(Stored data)
..............................
PR #265, opened 2022-07-18
Update hairpin_creator.lua

cv-on-hub:
Revised script to use mixin config dialog and ScriptGroupName. Can't get Mixin to deliver dialog:RestorePosition() so it's implemented literally.

Please don't commit to /dist until the library inclusion corruption is fixed!

### DIFF
--- a/src/hairpin_creator.lua
+++ b/src/hairpin_creator.lua
@@ -25,7 +25,7 @@ function plugindef()
         hairpin_type = -1 -- "swell"
         hairpin_type = -2 -- "unswell"
     ]]
-    finaleplugin.MinJWLuaVersion = 0.62
+    finaleplugin.MinJWLuaVersion = 0.63
     finaleplugin.ScriptGroupName = "Hairpin creator"
     finaleplugin.Notes = [[
         This script creates hairpins spanning the currently selected music region. 
@@ -544,7 +544,7 @@ function create_dialog_box()
         local function make_static(msg, horiz, vert, width, sepia)
             local static = dialog:CreateStatic(horiz, vert):SetText(msg)
             static:SetWidth(width)
-            if sepia then
+            if sepia and static.SetTextColor then
                 static:SetTextColor(204, 102, 51)
             end
         end
--- a/src/hairpin_creator.lua
+++ b/src/hairpin_creator.lua
@@ -3,8 +3,8 @@ function plugindef()
     finaleplugin.Author = "Carl Vine after CJ Garcia"
     finaleplugin.AuthorURL = "http://carlvine.com/lua"
     finaleplugin.Copyright = "CC0 https://creativecommons.org/publicdomain/zero/1.0/"
-    finaleplugin.Version = "v0.58"
-    finaleplugin.Date = "2022/07/22"
+    finaleplugin.Version = "v0.59"
+    finaleplugin.Date = "2022/07/24"
     finaleplugin.AdditionalMenuOptions = [[
         Hairpin create diminuendo
         Hairpin create swell
@@ -51,7 +51,7 @@ function plugindef()
         first move one or more dynamic to the lowest point you need. 
         
         To change the script's default settings hold down the `shift` or `alt` (option) key when selecting the menu item. 
-        (This may need special treatment when using a keystroke macro program like KeyboardMaestro). 
+        (This might need special treatment when using a keystroke macro program like KeyboardMaestro). 
         For simple hairpins that don't mess around with trailing barlines and dynamics try selecting 
         `dynamics_match_hairpin` and de-selecting the other options.
     ]]
@@ -288,10 +288,12 @@ local function lowest_note_element(rgn)
 end
 
 local function expression_is_dynamic(exp)
-    if not exp:IsShape() and exp.StaffGroupID == 0 then
+    if not exp:IsShape() and exp.Visible and exp.StaffGroupID == 0 then
         local cd = finale.FCCategoryDef()
         local text_def = exp:CreateTextExpressionDef()
-        if text_def and cd:Load(text_def.CategoryID) then
+        local font_info = text_def:CreateTextString():CreateLastFontInfo() -- ignore hidden expressions
+
+        if text_def and cd:Load(text_def.CategoryID) and not font_info.Hidden then
             if text_def.CategoryID == finale.DEFAULTCATID_DYNAMICS or string.find(cd:CreateName().LuaString, "Dynamic") then
                 return true
             end
@@ -573,9 +575,10 @@ function create_user_dialog() -- attempting MODELESS operation
         end
     end
     -- measurement unit options
-    dialog:CreateStatic(0, (#dialog_options + 1) * y_step + 24 - mac_offset):SetText("Units:")
+    local y_current = (#dialog_options + 1.6) * y_step
+    dialog:CreateStatic(x_offset[2] - 40, y_current ):SetText("Units:") -- + mac_offset
     dialog:SetMeasurementUnit(config.measurement_unit)
-    dialog:CreateMeasurementUnitPopup(40, (#dialog_options + 1) * y_step + 20)
+    dialog:CreateMeasurementUnitPopup(x_offset[2], y_current)
 
     -- InitWindow: set config values
     dialog:RegisterInitWindow(function(self)
@@ -631,6 +634,7 @@ function action_type()
             global_dialog:SetRestorePositionOnlyData(config.window_pos_x, config.window_pos_y)
             global_dialog:RestorePosition()
         end
+        global_dialog.OkButtonCanClose = true
         finenv.RegisterModelessDialog(global_dialog)
         global_dialog:ShowModeless()
     else
--- a/src/hairpin_creator.lua
+++ b/src/hairpin_creator.lua
@@ -3,8 +3,8 @@ function plugindef()
     finaleplugin.Author = "Carl Vine after CJ Garcia"
     finaleplugin.AuthorURL = "http://carlvine.com/lua"
     finaleplugin.Copyright = "CC0 https://creativecommons.org/publicdomain/zero/1.0/"
-    finaleplugin.Version = "v0.55" -- (now with Mixin)
-    finaleplugin.Date = "2022/07/18"
+    finaleplugin.Version = "v0.58"
+    finaleplugin.Date = "2022/07/22"
     finaleplugin.AdditionalMenuOptions = [[
         Hairpin create diminuendo
         Hairpin create swell
@@ -35,8 +35,8 @@ function plugindef()
         Hairpins are positioned vertically to avoid colliding with the lowest notes, down-stem tails, 
         articulations and dynamics on each staff in the selection. 
         Dynamics are shifted vertically to match the calculated hairpin positions. 
-        Dynamics in the middle of a hairpin span will also be levelled, so 
-        giving them an opaque background will make them appear to sit "above" the hairpin. 
+        Dynamics in the middle of a hairpin will also be levelled, so 
+        give them an opaque background to sit "above" the hairpin. 
         The script also considers `trailing` notes and dynamics, just beyond the end of the selected music, 
         since a hairpin is normally expected to end just before the note with the destination dynamic. 
 
@@ -50,9 +50,9 @@ function plugindef()
         It will find the lowest acceptable vertical offset for the hairpin, but if you want it lower than that then 
         first move one or more dynamic to the lowest point you need. 
         
-        To change the script's default settings hold down the `alt` / `option` key when selecting the menu item. 
-        (This may not work when invoking the menu with a keystroke macro program). 
-        For simple hairpins that don't mess around with trailing barlines try selecting 
+        To change the script's default settings hold down the `shift` or `alt` (option) key when selecting the menu item. 
+        (This may need special treatment when using a keystroke macro program like KeyboardMaestro). 
+        For simple hairpins that don't mess around with trailing barlines and dynamics try selecting 
         `dynamics_match_hairpin` and de-selecting the other options.
     ]]
     return "Hairpin create crescendo", "Hairpin create crescendo", "Create crescendo spanning the selected region"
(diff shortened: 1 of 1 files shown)


ThistleSifter:
Hmm, what's the issue with position restoring? It's meant to be completely automatic when using `FCXCustomLuaWindow`.

cv-on-hub:
yes - I thought it was automatic and really can't say what's wrong. I tried to imitate the way Robert set it up in `transpose_by_step.lua` but it refuses to retain dialog position unless I set it up explicitly using config values the way it is in this script. I'd be very grateful if you can spot what I'm doing wrong.

ThistleSifter:
Ah, the issue is that `prefs_dialog` is a local variable, so every time the script runs it's creating a fresh dialog. If you make it a global variable (and don't overwrite it) then it will persist across script executions. I'll take a thorough look tomorrow and I can give you some more detailed suggestions then.

If you have any questions about mixins, feel free to ping me. I know they're still new and can take some getting used to.

cv-on-hub:
That's great @ThistleSifter - many thanks. I realise now that the **other** reason it hasn't retained position is that the dialog is only invoked when option/shift are used, so that the "retained" state may or may not include the dialog state.

Also the dialog must disappear after activation, so if I use:`prefs_dialog = prefs_dialog or create_dialog_box()` then the dialog thinks it's still active and doesn't re-activate. Also for `OkButtonCanClose` to be recognised seems like option/shift has to be active, which caused me some confusion early on!

I might have to keep using the literal position setting for this "occasional" use of dialog windows. (RetainLuaState also doesn't retain across re-boots).

ThistleSifter:
Do you specifically __not__ want the dialog to show when the shift key is pressed? Maybe @rpatters1 can chime in here, but my understanding was that the behaviour we were going for was showing the dialog when Shift _or_ Alt was pressed.
&nbsp;
>Also for OkButtonCanClose to be recognised seems like option/shift has to be active, which caused me some confusion early on!
>
Hmm, it should be recognised for either Alt _or_ Shift, in `RunModeless`. At least that's what the code does. Is this a KM thing? I've been relying on @rpatters1 for testing on Mac since I only have Windows, and I'm pretty sure it worked as expected for him (well, it was originally his code anyway).

Retaining dialog position across reboots is an interesting conundrum. On the one hand, I can see that it would be nice to have it always in the same place. But on the other hand, it would only be for scripts that have a config file. Does this mean that every script with a dialog box should have a config file, just to ensure consistent placement? That could get a bit heavy. I'd be interested to see what others think or if there is anything that RGPLua can do.

rpatters1:
I am not eager to try to build persistence of dialog position into RGP Lua. It would actually have to be built into the PDK Framework, and I try to avoid breaking that as much as I can, especially the U.I. features. The code is very complex.

I lean towards making window persistence across Finale executions optional, based on whether a user settings file exists. The good news is, the `configuration` library tells you this, and the `general_library` has a generic function that calculates the name of the script from `finenv.RunningLuaFilePath`. So it should be possible to build this into `RunModal` fairly easily. We could standardize the `x` and `y` variable names. The only tricky part is writing them out to the user settings when the window closes.

rpatters1:
BTW: the latest version of RGP Lua fixed the issue of `RestoreSize` not being able to restore smaller than an arbitrary size. The fix was simply making the minimum size really tiny so that it would never be an issue. I didn't try to muck around in the PDK Framework to address the problem directly, but it works now for any reasonable case. Whether we want to add it back into `FCXCustomLuaWindow` is an open question.

cv-on-hub:
> Do you specifically **not** want the dialog to show when the shift key is pressed?

No - I just thought offering two options added no functionality and was more confusing than one. (I had worked out that `mixin` will accept either, in line with Robert's assumptions).

> every script with a dialog box should have a config file ...

There is a `user_settings` file in this case, so that's an easy choice. I hadn't even thought of consistent window placement before Robert mentioned it re `RetainLuaState`, and although it's a nice feature is hardly crucial. For me, `RetainLua` is perfectly reasonable and functional  for scripts without config files.

rpatters1:
About ALT/SHIFT, one of the advantages of using mixin is to get consistent behavior. :-)

cv-on-hub:
> I figured it would be easier to just attach the whole file.

Thank you so much @ThistleSifter. That's absolutely brilliant, especially `:SetText():SetWidth()`. Will rework appropriately, and use shift/alt for consistency. (Now that we have color I'm going to stick with sepia to delineate explanations from titles - but a darker version!) I was so obsessed with conforming to modeless protocol that I forgot that what I REALLY need here is a modal dialog.

I'm not convinced about changing measurement units since that will mean alternately retrieving floats or integers .. or does `mixin` handle all that automatically and provide well-behaved integer EVPU at the end?

cv-on-hub:
Just tried with your mods. The "Units" popup system is amazing. 

Just one question: when converting from another unit back to EVPU, which is what my script requires, it leaves approximated float values (as you say - just like Finale's own units system). I assume it's up to my script to convert these back to EVPUs? (or at least round them up to corresponding integers using math.floor(x + 0.5)?) I can't quite see where `mixin` provides that integer re-conversion.

ThistleSifter:
My mistake. If you replace `SetMeasurement` and `GetMeasurement` with `SetMeasurementInteger` and `GetMeasurementInteger` respectively, it will take care of rounding for you.

cv-on-hub:
Equally brilliant. Now I just can't work out the name of the `CreateMeasurementUnitPopup` to access the value of the `MeasurementUnit` to store in the config table (and user_settings) and preset the "Unit" popup for the next call.

ThistleSifter:
The measurement unit comes from the window itself (the popup is just a way of allowing the user to change it) so if you want to get the window's current unit, you can use the `GetMeasurementUnit` method of `FCXCustomLuaWindow` (you can also use `SetMeasurementUnit` to set the unit programmatically). If you want to give the popup a name, you can do so in the same way as other controls by adding a third value to `CreateMeasurementUnitPopup` but there's nothing useful you can do with it other than change its size/position, so I didn't specify one in the file I posted.

cv-on-hub:
Since I need a modal dialog, how do I preserve the user's preferred unit at each invocation? The window doesn't have the user's "current unit" until they've chosen to progress, and so their choice needs to be brought in from the config at startup and stored back in config after action. This seems to require setting either the popup selection or the window unit value at the start and getting the popup or window state back afterwards.

(And sorry to be such a pest!)

ThistleSifter:
Could you post your updated code?

cv-on-hub:
Got it. At start of dialog:
`dialog:SetMeasurementUnit(config.measurement_unit)`
and at in the OK handler:
`config.measurement_unit = self:GetMeasurementUnit()`

Only problem now is that when choosing Picas it makes negative numbers positive! (All other units seem OK). Still a work in progress, but attached:
[hairpin_creator.txt](https://github.com/finale-lua/lua-scripts/files/9146347/hairpin_creator.txt)

Can't get modal window to restore window position.

ThistleSifter:
This should work (I also left a couple more comments with `@TS` ).
[hairpin_creator.txt](https://github.com/finale-lua/lua-scripts/files/9155674/hairpin_creator.txt)

A couple more points:
- Automatic position restoration won't work unless you're using `finenv.RetainLuaState` (maybe that should be documented better). Since you're loading the position from a config file, you will still need to handle that yourself. I'll look into a way of handling automatic saving/loading from a config file in the mixin library, but for now this will work.
- `prefs_dialog` only needs to be global under two scenarios: 1) If it's a modeless dialog. 2) If you're using `finenv.RetainLuaState` (Or both). Any other situation, like this one, and you can leave it local.

Thanks for pointing out the issue with Picas, I'll look into it once I've finished up the control state PR.

ThistleSifter:
Hmm, I'm really not sure. I just tested it again (using the file you just posted) and it works fine for me (v26.3, Win). Are you using the latest mixin code from the repo? Maybe someone else could test it and check?

Also, the issue with Picas doesn't happen for me either (the sign stays the same whether switching in or out). The switching code just uses the standard `FCCtrlEdit` `GetMeasurement` and `SetMeasurement` methods to do it, so if it doesn't work, I'm thinking there might be a bug in the PDK or Finale. @rpatters1 ?

cv-on-hub:
I just downloaded `library` and `mixin` files from:
https://github.com/finale-lua/lua-scripts/tree/master/src

Still won't follow `RestorePosition()` and pica polarity problem still occurring on Mac.

ThistleSifter:
Here's quick test script. Can you run it and let me know what sort of results it gives you? Enter a pica value in the text box and press the button to display it in EVPUs.
```lua
local str = finale.FCString()

str.LuaString = "Enter Picas"
dialog:CreateStatic(0, 0):SetText(str)

local edit = dialog:CreateEdit(0, 30)

local btn = dialog:CreateButton(0, 60)
str.LuaString = "to EVPUs"
btn:SetText(str)

	if ctrl:GetControlID() == btn:GetControlID() then
		finenv.UI():AlertInfo(tostring(edit:GetMeasurement(finale.MEASUREMENTUNIT_PICA)), "EVPUs")
	end
end)

dialog:ExecuteModal(nil)
```

cv-on-hub:
I get the dialog window pasted below. The button does nothing
pica_window

ThistleSifter:
Does it work if you take out the second argument to `AlertInfo`? (the string `"EVPUs"`)

If not, try this:
```lua
local str = finale.FCString()

str.LuaString = "Enter Picas:"
dialog:CreateStatic(0, 0):SetText(str)

local edit = dialog:CreateEdit(70, 0)

local static = dialog:CreateStatic(0, 30)

    str.LuaString = "EVPUs: " .. edit:GetMeasurement(finale.MEASUREMENTUNIT_PICAS)
    static:SetText(str)
end)

dialog:ExecuteModal(nil)
```

rpatters1:
I'm not seeing a problem (on Mac) with either version of the test code. The sign is always the same for me.

cv-on-hub:
Yes - that works fine now. (Pic attached). Mysterious why rpatters1 has no problem on Mac. What could be problematic in my setup? (macOS 12.4, Fin 27.2, RGPLua 0.63)

pica_window2

cv-on-hub:
The problem, at least from this end, is that `CreateMeasurementUnitPopup` is using the "textified" version of Picas, like "-0p3.5" (-14 EVPU). When converting to any other unit, this becomes positive.

Regarding window positioning, it seems (on my system) that `RunModeless()` ignores requested window position but `RegisterModelessDialog()` ... `ShowModeless()` obeys the request.

cv-on-hub:
Here's a revised (modeless) version that does what I want, respects window position and I think incorporates all of @ThistleSifter's advice:

[hairpin_creator_cv058.txt](https://github.com/finale-lua/lua-scripts/files/9163466/hairpin_creator_cv058.txt)

ThistleSifter:
@cv-on-hub If it's okay with you (and you have the time), I'd like to debug the issues with Picas and RestorePosition further with you and see if we can get to the bottom of it (I don't like an unsolved mystery!) If you're keen, can you shoot me an email?

cv-on-hub:
messaging off-thread

ThistleSifter:
@cv-on-hub did some more in depth testing and these were the results:

**Picas**
A negative value in Picas is incorrectly read as a positive value on his setup:
- From `GetMeasurement`, `GetMeasurementInteger` and `GetMeasurementEfix`
- In both `FCCtrlEdit` and `FCString` (no mixins involved)
- Using both `RGPLua` and `JWLua`
- When the value in Picas is between `0` and `-1` (ie it starts with `-0p`)
Eg -`0p3.25` is returned as `13` EVPUs instead of `-13`

Finale's in-built dialogs (eg Document Options) don't display this issue and convert correctly.

I can include a fix for this in the mixins for `FCMCtrlEdit`, `FCMString` and `FCXMeasurementEdit` but I wonder if it's able to be addressed in RGPLua?

**RestorePosition**
Doesn't work for dialogs run with `ExecuteModal` (either standard `FCCustomLuaWindow` or mixin `FCXCustomLuaWindow`) on his setup. Dialogs run with `ShowModeless` have their position restored correctly (either standard or mixin).

This one I can't address in the mixins, so if it can be fixed, it would need to be in `RGPLua`.

@rpatters1 Any thoughts or suggestions?

rpatters1:
Allowing `RestorePosition` for modal dialogs requires a change that could affect a lot more than RGP Lua, so I am going to suggest we put that on the back burner.

For the Pica conversion issue I need a sample script that displays the problem. If an RGP Lua fix is needed, I'll fix it.

ThistleSifter:
Oh? `RestorePosition` seemed to work okay for me on Windows with modal dialogs.

Here is a simple script for Picas
```lua
local str = finale.FCString()
str.LuaString = "-0p3.25"
print(str:GetMeasurement(finale.MEASUREMENTUNIT_PICAS))
```
It should give `-13` but it gives `13` instead.

ThistleSifter:
There was also the one I posted here: https://github.com/finale-lua/lua-scripts/pull/265#issuecomment-1191366256
Which should display `-13` if you type `-0p3.25` in the text box, but for @cv-on-hub it gives `13`. (for me, it works correctly)

rpatters1:
Yes, I think it probably is a mac-only issue.

ThistleSifter:
Actually, the `FCString` script two comments up doesn't work for me either.

rpatters1:
The issue with pica conversion is the zero:

-**0**p3.25

When the PDK Framework code splits the two chunks apart it loses the sign because "-0" isn't negative. So, e.g., "-1p3.25" should work correctly.

I'm going to submit a change and hopefully get this fix into the next version of RGP Lua.

cv-on-hub:
Re: https://github.com/finale-lua/lua-scripts/pull/265#issuecomment-1191366256 ... worth noting (on Mac) that anything following the "p" is given the wrong polarity. So "1p3" gives 60 EVPU (48 + 12), but "-1p3" gives -36 (-48 + 12)!!!

rpatters1:
Yes, that too. But there should be no difference between mac and win.

cv-on-hub:
And noting that this error has been corrected within Finale where multiple measurement units are employed in dialogs.

rpatters1:
Finale uses different code. Right now the conversion code for RGP Lua is in the PDK Framework.

rpatters1:
Never mind, I found the reason windows works and mac doesn't.

rpatters1:
I should add, windows works with `FCCtrlEdit::GetMeasurement`. The behavior is the same on both platforms for `FCString::GetMeasurement`. This has to do with the utterly different implementations of dialog boxes on mac and win.

rpatters1:
`FCString::SetMeasurement` looks broken for picas as well. Can someone please test?

ThistleSifter:
It seems to work okay for me. Do you have an example of a broken Pica/EVPU value pair that I could check with?

rpatters1:
No, on further analysis `SetMeasurement` works correctly. The problem is just `FCString::GetMeasurement` which affects `FCCtrlEdit` on Mac.

rpatters1:
Ok, I've submitted a fix. I recommend that `mixin` just let it be wrong for pre-0.64 versions of RGP Lua.

cv-on-hub:
This has been a great journey of wonder and discovery, but somewhere at its start was a script to be considered for commitment. The commit following incorporates whatever it can from the above, ignores invisible or hidden dynamics, and has shifted the "Units" menu. Pica measurements will remain faulty, like all other such facilities, until RGP 0.64.

ThistleSifter:
Looks good. The only thing I have to add is that `FCXCustomLuaWindow` automatically registers a modeless dialog for you (https://github.com/finale-lua/lua-scripts/blob/master/src/mixin/FCXCustomLuaWindow.lua#L417), so you can save yourself a line if you want.

Nick-Mazuk:
> > ... why it is a good idea to bury that call ...
> 
> From your phrasing it felt you were building up to say NOT a good idea!

I can't speak to Robert's actual thoughts, but my guess is that `RegisterModelessDialog` needs to be called for technical reasons, but it's overhead for a developer. So it works best when in a library function. Developers won't need to know to call it, and by using the library you can be sure it's always called!

Nick-Mazuk:
Hey @cv-on-hub, just wanted to check in to see if this PR was ready for a review and merge, or if there were still things you wanted to work on.

> Please don't commit to /dist until the library inclusion corruption is fixed!

This is fixed with #271

cv-on-hub:
Thanks for checking in @Nick-Mazuk. All ready to go.

src/hairpin_creator.lua
```diff
@@ -25,7 +25,8 @@ function plugindef()
         hairpin_type = -1 -- "swell"
         hairpin_type = -2 -- "unswell"
     ]]
-    finaleplugin.MinJWLuaVersion = 0.62
+    finaleplugin.MinJWLuaVersion = 0.63
+    finaleplugin.ScriptGroupName = "Hairpin creator"
```
Nick-Mazuk, line 29: I also added an option `finaleplugin.ScriptGroupDescription` which would then be the short description on the website instead of "Create crescendo spanning the selected region". Want to add it?

Other than that, LGTM.

Nick-Mazuk (approved):

src/hairpin_creator.lua
cv-on-hub: > Want to add it?

Yes please!

rpatters1:
The current version in the master branch is throwing a lot of lint errors. Are these fixed in the PR?

rpatters1:
Whoops, my mistake. It's the harp pedal wizard throwing lint errors. No lint problems here.

jwink75:
Uh oh… I’m going to need to look up lint errors :/

Anything I need to do?

Nick-Mazuk:
> Uh oh… I’m going to need to look up lint errors :/ Anything I need to do?

Need to go to bed so don't have much time to explain, but here are the docs:

https://www.finalelua.com/docs/getting-started/style-guide#automated-styling-with-vs-code-linter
..............................
■ What this task involves
Print, from the entries above, the line with "for OkButtonCanClose to", the line with "I am not eager" and all lines between them, exactly and with nothing else.

■ Result of the task
>Also for OkButtonCanClose to be recognised seems like option/shift has to be active, which caused me some confusion early on!
>
Hmm, it should be recognised for either Alt _or_ Shift, in `RunModeless`. At least that's what the code does. Is this a KM thing? I've been relying on @rpatters1 for testing on Mac since I only have Windows, and I'm pretty sure it worked as expected for him (well, it was originally his code anyway).

Retaining dialog position across reboots is an interesting conundrum. On the one hand, I can see that it would be nice to have it always in the same place. But on the other hand, it would only be for scripts that have a config file. Does this mean that every script with a dialog box should have a config file, just to ensure consistent placement? That could get a bit heavy. I'd be interested to see what others think or if there is anything that RGPLua can do.

rpatters1:
I am not eager to try to build persistence of dialog position into RGP Lua. It would actually have to be built into the PDK Framework, and I try to avoid breaking that as much as I can, especially the U.I. features. The code is very complex.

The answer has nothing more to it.